What to do:
Each line of the entries below that holds "already" is needed, copied in full.

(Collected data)
★ ★ ★ ★ ★

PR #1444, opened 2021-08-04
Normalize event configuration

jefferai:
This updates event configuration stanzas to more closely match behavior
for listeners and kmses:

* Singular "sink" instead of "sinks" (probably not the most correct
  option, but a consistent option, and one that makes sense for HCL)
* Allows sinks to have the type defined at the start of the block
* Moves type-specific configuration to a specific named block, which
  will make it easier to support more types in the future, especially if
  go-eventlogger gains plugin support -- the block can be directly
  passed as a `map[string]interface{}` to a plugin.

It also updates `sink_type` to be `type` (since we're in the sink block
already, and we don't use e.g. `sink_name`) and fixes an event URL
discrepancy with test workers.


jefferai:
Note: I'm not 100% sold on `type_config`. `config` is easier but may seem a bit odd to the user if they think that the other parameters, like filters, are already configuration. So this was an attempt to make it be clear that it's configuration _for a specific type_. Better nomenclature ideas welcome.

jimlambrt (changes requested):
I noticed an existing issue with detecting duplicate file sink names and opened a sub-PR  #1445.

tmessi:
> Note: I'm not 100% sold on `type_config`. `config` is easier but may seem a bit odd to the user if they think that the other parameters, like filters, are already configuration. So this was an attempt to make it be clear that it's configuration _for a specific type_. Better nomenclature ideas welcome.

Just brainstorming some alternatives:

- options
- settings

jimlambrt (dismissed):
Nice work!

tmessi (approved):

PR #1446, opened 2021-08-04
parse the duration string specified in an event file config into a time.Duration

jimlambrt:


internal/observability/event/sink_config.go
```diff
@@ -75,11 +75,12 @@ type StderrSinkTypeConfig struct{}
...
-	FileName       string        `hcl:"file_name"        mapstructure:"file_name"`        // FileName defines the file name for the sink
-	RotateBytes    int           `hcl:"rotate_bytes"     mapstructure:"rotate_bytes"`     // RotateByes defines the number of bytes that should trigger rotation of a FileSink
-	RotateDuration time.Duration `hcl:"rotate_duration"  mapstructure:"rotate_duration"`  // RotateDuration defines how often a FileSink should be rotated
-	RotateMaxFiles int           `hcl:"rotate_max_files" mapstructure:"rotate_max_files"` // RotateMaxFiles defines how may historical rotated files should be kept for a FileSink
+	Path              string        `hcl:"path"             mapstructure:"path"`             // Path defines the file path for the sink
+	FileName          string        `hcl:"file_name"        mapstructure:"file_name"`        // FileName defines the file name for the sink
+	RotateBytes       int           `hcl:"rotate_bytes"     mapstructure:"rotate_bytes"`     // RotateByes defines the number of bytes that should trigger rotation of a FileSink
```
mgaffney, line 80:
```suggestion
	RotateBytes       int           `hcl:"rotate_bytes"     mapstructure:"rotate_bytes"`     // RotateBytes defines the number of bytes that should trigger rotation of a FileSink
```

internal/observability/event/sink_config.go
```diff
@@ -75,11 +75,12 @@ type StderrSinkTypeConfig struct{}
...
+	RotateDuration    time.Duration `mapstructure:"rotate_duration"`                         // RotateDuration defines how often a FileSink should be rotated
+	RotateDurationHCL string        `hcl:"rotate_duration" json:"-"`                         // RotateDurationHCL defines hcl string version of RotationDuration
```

★ ★ ★ ★ ★

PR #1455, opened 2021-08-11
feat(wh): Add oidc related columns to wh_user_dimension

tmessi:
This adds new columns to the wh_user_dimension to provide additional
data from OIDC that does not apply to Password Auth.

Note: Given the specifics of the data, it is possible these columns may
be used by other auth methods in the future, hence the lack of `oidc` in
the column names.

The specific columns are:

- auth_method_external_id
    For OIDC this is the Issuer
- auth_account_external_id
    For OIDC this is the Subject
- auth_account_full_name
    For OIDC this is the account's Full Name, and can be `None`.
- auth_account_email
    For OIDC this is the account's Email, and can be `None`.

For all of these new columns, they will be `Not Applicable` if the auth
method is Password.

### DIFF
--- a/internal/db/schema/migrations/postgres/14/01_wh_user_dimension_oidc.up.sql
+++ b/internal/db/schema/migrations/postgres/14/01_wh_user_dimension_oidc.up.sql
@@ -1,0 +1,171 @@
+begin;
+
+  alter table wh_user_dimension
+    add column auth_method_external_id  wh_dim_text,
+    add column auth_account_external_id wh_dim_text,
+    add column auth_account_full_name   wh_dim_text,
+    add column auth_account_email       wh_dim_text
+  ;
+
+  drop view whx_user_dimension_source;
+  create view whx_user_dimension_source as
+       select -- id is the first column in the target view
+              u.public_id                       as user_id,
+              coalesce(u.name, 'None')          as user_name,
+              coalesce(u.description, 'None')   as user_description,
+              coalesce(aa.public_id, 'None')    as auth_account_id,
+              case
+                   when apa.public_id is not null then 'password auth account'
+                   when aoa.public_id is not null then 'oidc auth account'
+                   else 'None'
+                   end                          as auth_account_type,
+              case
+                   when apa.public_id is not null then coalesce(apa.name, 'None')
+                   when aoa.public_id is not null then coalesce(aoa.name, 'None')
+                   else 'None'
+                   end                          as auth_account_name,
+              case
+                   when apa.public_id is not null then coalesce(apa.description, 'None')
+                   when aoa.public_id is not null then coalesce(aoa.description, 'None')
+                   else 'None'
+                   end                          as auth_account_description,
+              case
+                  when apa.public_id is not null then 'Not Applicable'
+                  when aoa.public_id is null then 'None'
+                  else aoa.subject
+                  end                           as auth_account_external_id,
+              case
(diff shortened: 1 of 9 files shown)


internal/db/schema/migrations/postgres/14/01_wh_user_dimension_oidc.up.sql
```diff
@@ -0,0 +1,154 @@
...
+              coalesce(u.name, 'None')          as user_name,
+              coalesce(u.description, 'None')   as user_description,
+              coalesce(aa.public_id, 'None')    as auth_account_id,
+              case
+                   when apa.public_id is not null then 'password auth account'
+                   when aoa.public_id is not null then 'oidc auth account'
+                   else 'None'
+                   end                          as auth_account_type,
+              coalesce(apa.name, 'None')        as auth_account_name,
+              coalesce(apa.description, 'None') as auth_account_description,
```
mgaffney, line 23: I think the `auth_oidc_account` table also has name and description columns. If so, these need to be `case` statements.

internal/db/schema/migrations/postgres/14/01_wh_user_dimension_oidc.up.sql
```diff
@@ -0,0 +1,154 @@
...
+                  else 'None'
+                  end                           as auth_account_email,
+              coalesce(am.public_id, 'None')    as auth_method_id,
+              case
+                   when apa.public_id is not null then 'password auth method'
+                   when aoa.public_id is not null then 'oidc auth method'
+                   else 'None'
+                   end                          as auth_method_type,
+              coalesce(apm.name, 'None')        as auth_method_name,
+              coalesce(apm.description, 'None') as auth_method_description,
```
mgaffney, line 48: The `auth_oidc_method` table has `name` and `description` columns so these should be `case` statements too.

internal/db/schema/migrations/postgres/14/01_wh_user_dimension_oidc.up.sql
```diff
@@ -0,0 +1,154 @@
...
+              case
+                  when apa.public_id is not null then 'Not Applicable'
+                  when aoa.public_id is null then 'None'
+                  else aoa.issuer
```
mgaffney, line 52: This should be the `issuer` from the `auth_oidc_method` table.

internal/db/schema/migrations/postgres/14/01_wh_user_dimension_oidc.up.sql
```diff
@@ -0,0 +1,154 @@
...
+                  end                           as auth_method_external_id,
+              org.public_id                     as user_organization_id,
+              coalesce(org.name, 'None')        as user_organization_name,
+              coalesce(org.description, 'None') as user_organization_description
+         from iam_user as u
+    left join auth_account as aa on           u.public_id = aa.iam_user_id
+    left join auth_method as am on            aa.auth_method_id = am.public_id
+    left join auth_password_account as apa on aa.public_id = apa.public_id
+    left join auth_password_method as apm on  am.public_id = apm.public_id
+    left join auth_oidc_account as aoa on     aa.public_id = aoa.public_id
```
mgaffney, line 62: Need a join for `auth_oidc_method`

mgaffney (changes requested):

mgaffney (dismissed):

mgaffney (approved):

★ ★ ★ ★ ★

Exercise output:
already, and we don't use e.g. `sink_name`) and fixes an event URL
Note: I'm not 100% sold on `type_config`. `config` is easier but may seem a bit odd to the user if they think that the other parameters, like filters, are already configuration. So this was an attempt to make it be clear that it's configuration _for a specific type_. Better nomenclature ideas welcome.
> Note: I'm not 100% sold on `type_config`. `config` is easier but may seem a bit odd to the user if they think that the other parameters, like filters, are already configuration. So this was an attempt to make it be clear that it's configuration _for a specific type_. Better nomenclature ideas welcome.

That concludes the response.